**Material to process:**
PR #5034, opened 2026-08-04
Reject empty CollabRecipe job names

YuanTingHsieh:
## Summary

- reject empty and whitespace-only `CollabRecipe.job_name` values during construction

**Exercise aim:** Please return, exactly as written, the line containing "Reject empty CollabRecipe job names" and every line after it through the end of the records above, and nothing else.

**Written answer:**
Reject empty CollabRecipe job names

YuanTingHsieh:
## Summary

- reject empty and whitespace-only `CollabRecipe.job_name` values during construction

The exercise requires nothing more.